L'amiral McDongle vérifie une dernière fois la charnière de son casque. Les réflexes reviennent vite, bien qu'il n'ait pas revêtu de combinaison SEV depuis des décennies. Henry respire profondément, les sensations sont les mêmes : une atmosphère au goût métallique, le ronronnement des compresseurs, l'assistance électronique lorsqu'il bouge les doigts. L'exosquelette de maintenance est plutôt léger, il ne lui manque que le lourd attirail militaire et les plaques de céramique de protection pour en faire une arme de guerre. Le reflet des spots sur sa visière le renvoie trente-cinq ans en arrière quand, dans la soute du transporteur de troupe, il descendait à la surface d'Europe pour y porter le front. Le véhicule tanguait sous les coups de boutoir des canons antiaériens, les membres de son équipe s'étaient murés dans le silence, priant pour atteindre le sol en vie, pour ne pas exploser en vol. Henry se souvient des tremblements, de l'angoisse qui l'empêchait de respirer, lui qui venait tout juste de terminer ses classes. Personne n'en menait large, à part le gros Vincent qui ricanait seul dans son coin, à jouer les durs. Le gars lui tapait sur les nerfs, il lui aurait bien mis le poing dans la figure.

Puis Henry se rappelle la glace translucide qui dévalait la colline où le vaisseau les avait largués, du ciel noir mangé par l'énorme Jupiter et des explosions silencieuses qui défiguraient la plaine.

La moitié de son unité avait été vitrifiée ce matin-là, comme ça, dans un claquement de doigts. Il avait eu les tympans crevés pour la première fois, le gros Vincent, quant lui, avait définitivement perdu la capacité de rire. Aujourd'hui, pas d'odeur d'ozone ; la carlingue ne grince pas, elle n'est pas chahutée par des tirs de barrage. Le sas est mieux éclairé que la soute de l'époque, le bataillon qui l'entoure est bien plus serein, pourtant le bleu enfoui profondément en lui frissonne encore.

— Monsieur, vous avez demandé à faire partie de l'opération. Cependant, je vous prierai de rester en retrait et à couvert.

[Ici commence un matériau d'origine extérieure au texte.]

PR #41, opened 2019-02-13
Add redux to manage UI state

damienomurchu:
## Motivation
Manage state better in UI (https://issues.jboss.org/browse/AEROGEAR-8527)

## What
Use redux store to store and manage UI app state

## Why
Manage state more effectively and efficiently

## How
Add redux lib, create single redux store, and add redux handlers and state to manage updates to app state

## Verification Steps

- Connect a component to the redux store & verify you are able to retrieve data from the store. For example, you can update `App.js` and check the console in your dev tools to verify the console.log prints row data:

```javascript
import React, { Component } from 'react';
import { connect } from 'react-redux';

class App extends Component {
  render() {
    console.log('rows', this.props.apps);
    return (
      <div className="App">
        <p>Mobile Security Service</p>
      </div>
    );
  }
}

const mapStateToProps = (state) => {
  return {
    apps: state.apps
  };
};

const mapDispatchToProps = (dispatch) => {
  return {};
};

export default connect(mapStateToProps, mapDispatchToProps)(App);
```

- Start application: `npm start`

- You should expect to see something like this in your browser console: 
```javascript
apps: [
    { id: 1000, app: 'App-A', versions: 3, clients: 1245, startups: 'male', birth_year: '1979', actions: null },
    { id: 1001, app: 'App-B', versions: 4, clients: 655, startups: 'male', birth_year: '1974', actions: null },
    { id: 1002, app: 'App-C', versions: 1, clients: 970, startups: 'female', birth_year: '1989', actions: null },
    { id: 1003, app: 'App-D', versions: 6, clients: 255, startups: 'male', birth_year: '1990', actions: null },
    { id: 1004, app: 'App-E', versions: 5, clients: 120, startups: 'female', birth_year: '1999', actions: null }
  ]
```
## Checklist:

## Progress

- [ ] Finished task
- [ ] TODO

### DIFF
--- a/ui/package.json
+++ b/ui/package.json
@@ -3,9 +3,13 @@
   "version": "0.1.0",
   "private": true,
   "dependencies": {
-    "react": "^16.8.0",
-    "react-dom": "^16.8.0",
-    "react-scripts": "2.1.3"
+    "react": "16.8.0",
+    "react-dom": "16.8.0",
+    "react-redux": "6.0.0",
+    "react-scripts": "2.1.3",
+    "redux": "4.0.1",
+    "redux-logger": "3.0.6",
+    "redux-thunk": "2.3.0"
   },
   "scripts": {
     "start": "react-scripts start",
--- a/ui/src/configureStore.js
+++ b/ui/src/configureStore.js
@@ -1,0 +1,13 @@
+import { createStore, applyMiddleware } from 'redux';
+import thunkMiddleware from 'redux-thunk';
+import { createLogger } from 'redux-logger';
+import appsReducer from './reducers/apps';
+
+let middleware = [thunkMiddleware];
+if (process.env.NODE_ENV !== 'production') {
+  middleware = [...middleware, createLogger()];
+}
+
+export default function configureStore (preloadedState) {
+  return createStore(appsReducer, preloadedState, applyMiddleware(...middleware));
+}
--- a/ui/src/index.js
+++ b/ui/src/index.js
@@ -1,7 +1,26 @@
 import React from 'react';
 import ReactDOM from 'react-dom';
+import { Provider } from 'react-redux';
+
 import './index.css';
 import App from './App';
+import configureStore from './configureStore';
 
-ReactDOM.render(<App />, document.getElementById('root'));
+const preloadedState = {
+  apps: [
+    { id: 1000, app: 'App-A', versions: 3, clients: 1245, startups: 'male', birth_year: '1979', actions: null },
+    { id: 1001, app: 'App-B', versions: 4, clients: 655, startups: 'male', birth_year: '1974', actions: null },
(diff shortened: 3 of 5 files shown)


damienomurchu:
@laurafitzgerald just pinging you on PR here so you can see keep tabs on what I'm doing to implement redux. Using [MDC](https://github.com/aerogear/mobile-developer-console/blob/master/ui/src/reducers/apps.js) as a reference implementation, and figuring out how best to implement, thus the WIP status of PR for now :)

ui/package.json
```diff
@@ -5,7 +5,10 @@
   "dependencies": {
     "react": "^16.8.0",
     "react-dom": "^16.8.0",
-    "react-scripts": "2.1.3"
+    "react-scripts": "2.1.3",
+    "redux": "^4.0.1",
+    "redux-logger": "^3.0.6",
+    "redux-thunk": "^2.3.0"
   },
```
camilamacedo86: Is a good idea to use `^` here? Maybe, is not better it be `~`? Wdyt?

camilamacedo86: Sorry, I saw now that it is in WIP. The rest of the code shows great anyway.

damienomurchu: @camilamacedo86 np :) re versions these will be locked down before PR is merged

ui/src/index.js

McDongle acquiesce, sortant de son introspection. Il se tourne en direction de Sophia Halef-Li qui dirige la manœuvre. Il ne voit que les yeux charbonneux de la jeune femme pointés sur les siens.

— Bien entendu, réplique l'amiral. Après tout, vous êtes la responsable de l'assaut.

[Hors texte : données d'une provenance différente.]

Issue #395, opened 2017-03-19
open:cover - no open on windows


deanbot:
Greetings.

Node version: 6.10.0

npm version: 3.10.10

Operating system: Windows

Command line used: npm run open:cover

Steps to reproduce: when it gets to the `open coverage/lcov-report/index.html` the error is "'open' is not recognized as an internal or external command, operable program or batch file."

nickytonline:
@deanbot, I'll ask the obvious first. Did you execute `npm install` or `yarn` before running `npm run open:cover`? The error you have seems to indicate the [npm package for `open`](https://github.com/coryhouse/react-slingshot/blob/master/package.json#L76) is not installed.

deanbot:
@nickytonline 

Yup:

```
rm -rf node_modules
yarn
yarn run open:cover
```

I'm not sure that the open npm project provides a cli command though I could be wrong. Note examples on https://github.com/pwnall/node-open don't show cli commands. See this earlier iteration using open https://github.com/coryhouse/pluralsight-redux-starter/blob/master/tools/srcServer.js#L28

This works:

package.json:
`"open:cover": "npm run test:cover && babel-node tools/openCover.js",`

and in tools/openCover.js add:
```
import open from 'open';
import path from 'path';
open(path.resolve(__dirname, '../coverage/lcov-report/index.html'), 'chrome');
```

Unfortunately specifying 'chrome' is necessary since my default app for .html is an IDE.

I think the better fix would be to serve it over browser-sync.

nickytonline:
@deanbot, sorry for the delayed response. I started a new job recently. I'm not sure we want to spin up browser-sync because the default app for HTML files is not a browser. @kwelch, @coryhouse... thoughts?

coryhouse:
I see your point about open not appearing to support a command line call. Not sure when this was regressed, but would appreciate a PR to call a separate script.

However, we can't specify a specific browser like you did since there's no guarantee a given browser would exist.

PR #421, opened 2017-04-17
add openCover script to support open:cover command on windows

deanbot:
see issue #395


RoM4iK:
Then, we can move to a better opener package, instead of writing wrappers for existing.
We can look at [opn](https://github.com/sindresorhus/opn), and exactly on [opn-cli](https://github.com/sindresorhus/opn-cli)

coryhouse:
Ah good idea @RoM4iK. I wasn't aware of opn-cli, but it looks perfect. @deanbot - Would you be willing to adjust your PR to use it?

— Sauf votre respect, Amiral, soutient l'officier, vous n'avez pas bien compris ce que je veux dire. Vous êtes escorté. Vous ne pouvez pas vous mettre en danger, votre propre personne est importante pour la colonie. Donc, s'il y a le moindre risque, nous annulerons l'opération.

L'amiral secoue la tête sans rien dire. Halef-Li lève la main pour demander l'ouverture du sas extérieur, lorsque l'IA indique que tous les voyants sont au vert. La porte monstrueuse glisse sans un bruit, laissant les projecteurs se perdre dans l'obscurité. McDongle supprime l'ancrage magnétique de ses bottes et se pousse lentement à la suite de l'escadron.

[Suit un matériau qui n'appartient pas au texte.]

PR #424, opened 2017-04-25
Actually copy the favicon to dist/ on prod build

mikedevita:
this helps with #128 (even though it was closed).


kwelch:
Is the update to the `.ejs` required? my only concern is the public path not being set to what you have hard coded.

mikedevita:
@kwelch i don't think its explicitly required, I just added it so others have one less step to add. Is there a more ideal way to include it? maybe more along the lines of `<link rel="icon" href="favicon.ico">`

Issue #408, opened 2017-04-06
Add Deployment Section to Docs


kwelch:
React Slingshot has a solid documentation on how to start developing, testing, and building a React/Redux application, but is missing a fundamental piece, deployment. 

As we all know it doesn't matter what you build if you never ship. This issue will give visibility to this need and also allow us to gather and prioritize the deployment options covered. 

Please reply with deployment plans you would like to see so we can vote on them. Additionally, if you have experience with a deployment plan and would like to document it please inform us so no work is duplicated.

rizkysyazuli:
I've deployed using an Express server as discussed in #263. works pretty well although still in a staging environment. +1 for Express.

aloisbarreras:
I've deployed using an S3 static website. I'm happy to write documentation for it.

coryhouse:
Hi @aloisbarreras - I'd welcome a PR on that in the README.md. Thanks!

PR #428, opened 2017-05-04
Add express to serve static files

### LINKED ISSUE #427: Add express to serve static files

iLeonelPerea:
closes #427 

Changes proposed in the pull request:

- Add express for production
- Update favicon

@coryhouse


kwelch:
Could you provide the 'why' for this change? What does this give us?

iLeonelPerea:
@kwelch

The actual configuration uses browsersync, isn't intended for production, to serve static files and i propose to use express. Because the actual configuration of browsersync share the same sesion if you access from multiple web browsers. 

Maybe some developers try to use the same configuration for production that does not work with browsersync.. 

But I got your point..

ryannealmes:
Surely where the files from production get served is separate from this repo? For example I build react-slingshot and store my files in an S3 bucket and serve it from there. Express wouldn't really serve any purpose.

kwelch:
Yes, the intent of the distServer is to validate the production code. Its purpose was not to be a production ready server. This may server better as part of the documentation we are looking to compile for #408

PR #444, opened 2017-07-10
Upgrade to webpack 3, and upgrade all other dependencies

### LINKED ISSUE #442: Upgrade to Webpack 3
Webpack 3 was released this week, with new features like scope hoisting, https://medium.com/webpack/webpack-3-official-release-15fd2dd8f07b .We should let the dust settle a bit, but in a week or two, we should consider upgrading.

This is probably a good first PR as 
 well since, as they say in the post, **"Migrating from webpack 2 to 3, should involve no effort beyond running the upgrade commands in your terminal."**

egdelwonk:
Haven't done a ton of testing on this branch yet, but so far it looks ok. 

This will upgrade to **Webpack 3** and _upgrades a ton of other packages_ too. If you'd like, I can try to separate those dependency upgrades out, but figured it'd be useful to get everything up to the latest versions.

Resolves #442

### DIFF
--- a/package.json
+++ b/package.json
@@ -41,54 +41,54 @@
     "redux-thunk": "2.1.0"
   },
   "devDependencies": {
-    "autoprefixer": "6.5.4",
-    "babel-cli": "6.18.0",
-    "babel-core": "6.20.0",
-    "babel-eslint": "7.1.1",
-    "babel-jest": "18.0.0",
-    "babel-loader": "6.2.10",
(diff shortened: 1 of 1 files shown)


kwelch:
Odd that coverage would go down for an non-code change. I will pull this down and test it tonight. 

Thanks for the PR, Will!

nickytonline:
Related, #442.

coryhouse:
I made a couple minor tweaks, but looked great. Thanks @egdelwonk 👍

L'univers emplit toute la visière de son casque, chargé d'étoiles multicolores. La Voie lactée se déploie, trace démesurée d'un pinceau gigantesque parcourant la voute céleste. Une nuée d'étincelles s'en échappent et se figent dans le marbre noir du cosmos, comme autant de paillettes d'or et d'argent. L'espace est lumineux, gorgé de rubis minuscules, éclaboussé de gouttelettes laiteuses quand il n'est pas veiné de nacre.

McDongle se sent happé par le vide. L'étoile du système brille derrière lui, grosse comme un poing. Ses rayons se réfléchissent sur la carlingue brossée de Phoenix qui s'étale sous ses pieds. L'escadron est sorti à l'extrémité de la troisième capsule, le vaisseau tourne lentement sur son axe qui se projette à des kilomètres. L'Arche stellaire est gigantesque, et sa démesure prend McDongle à contre-pied. La dernière fois qu'il l'a vu sous cet angle, c'était pendant leur phase d'approche, au moment de l'embarquement. A ce moment, Phoenix stationnait à proximité de Saturne, dont l'immensité l'écrasait. Aujourd'hui, le vaisseau est seul, perdu. L'astre le plus proche est cette vieille étoile à des millions de kilomètres ; l'amiral et ses camarades de mission se sentent ridicules face à la machine qui glisse à toute vitesse dans le vide.